So, your question reduces either to computing the determinants, or computing the number of such paths. In combinatorics, such paths are traditionally viewed as skew standard Young tableaux: consider the Young diagrams $\lambda$ with row lengths $c_1\leqslant c_2-1\leqslant c_3-2\leqslant \ldots \leqslant c_n-(n-1)$ and $\mu$ with row lengths $k_1\leqslant k_2-1\leqslant k_3-2\leqslant \ldots \leqslant k_n-(n-1)$. Then the path corresponds to getting $\mu$ from $\lambda$ be consecutively adding the boxes, with a condition that on each step we get a Young diagram again. If you write the numbers $1,2,\ldots,K$ consequently when adding the boxes, you get what is called a skew standard Young tableaux.

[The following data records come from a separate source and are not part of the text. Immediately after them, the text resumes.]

PR #917, opened 2016-11-14
Distributable RMI primary changes in generated code

amidzak:
This pull request adds distributable(using RMI) and proxy pattern feature into the grammar and generated code. The generated code is still incomplete (Does not work for more than 1 component therefore does not distribute the system), but the changes to grammar are final.

1- Grammar changes:

1.1- a new directive is added: “distribute” can be “on”, “off”, or “forced”
Examples:
distribute on; // means the classes may be distributed. this is the default setting.
distribute off; // means the classes may NOT be distributed
distribute forced; // means all of the classes are distributed

1.2- a new keyword for classes and interfaces called “distributableRMI”
Examples:
class A {distributableRMI;}	// This means the class is distributable using RMI technology
interface IA{distributableRMI;} // Means every class implementing this interface will be distributable and the interface for communications in IA

1.3- a new keyword for classes called “proxyPattern” which means we want a default interface and a proxy file be generated.

2- Changes in the model:
2.1- UmpleModel class has three new boolean attributes:
“distributeOn” is true if distribute is “on” or “forced”.
“distributeForced ” is true if distribute is “forced”.
“distributed” is true only if there is at least one distributed class.

2.2- UmpleClassifier class has a boolean and a string attribute:
“isDistributable” which is true only if the keyword “distributableRMI” is used for the class or interface.
“distributeTechnology” which is RMI by default.( other technologies may added later)

2.3- UmpleClass has three new boolean attribute:
“isDistributed” is true only if the class is distributed for code generation purposes.
“hasProxyPattern” is true only if the class has proxy pattern for code generation purposes. this is always true if the class is distributed.
“needsDefaultInterface” is true if class is distributed or has proxy, unless it has a direct distributable parent interface.

3- Changes in the generated code:
for Classes that are distributable or have proxy pattern, the name of the class is changed to NAME+”Impl”. The generated class is parsed and all of the public methods are used to generate a proxy with the same name of the class and an interface with “I”+NAME.
The proxy delegates all of the public methods of the class and also overrides constructor. The proxy has three constructor to accept component number or component name. It uses the object factory to instantiate the actual class.
The proxy has the same name as the class so that we don’t need to change other classes.

UmpleObjectFactory class and IUmpleObjectFactory interface are generated using new templates.
For classes with proxies; changes to class generator templates are done to replace “this” reference to a reference realSelf which is a reference to the proxy of the class in method calls of generated codes for association. because no class other than the proxy should have access to it.

4- implementation/java/DistributedClassTest.java
Tests for changes in model when directives are used.
Tests for changes in model when keywords are used.
Tests for code generation for UmpleObjectFactory, proxies, distributed classes and interfaces.
5- To add;
reading from configuration file to have more than one components.
RMI connections to have more than 1 components.
add tests for the new features.


TimLethbridge:
The PR succeeded. The issue with Appveyor is not with the PR. So I will merge it.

Now $(\heartsuit)$ reads as Feit's determinantal formula for the number of skew standard Young tableaux, case $m=1$, that is, $\lambda=\emptyset$, corresponds to some variant of a hook length formula, and the case $c_j=\ell+j$ (up to permutation it is your second case) corresponds to counting skew standard Young tableaux of a shape which is a reverse Young diagram ($\mu$ is a rectangle), that is, again to hook length formula.

An interesting and rather enigmatic story is that there are other shapes for which the number of skew standard Young tableaux may be computed as a product formula. Some such cases were found in a series of papers by Igor Pak, Greta Panova and Alejandro Morales which you can find on Igor's homepage.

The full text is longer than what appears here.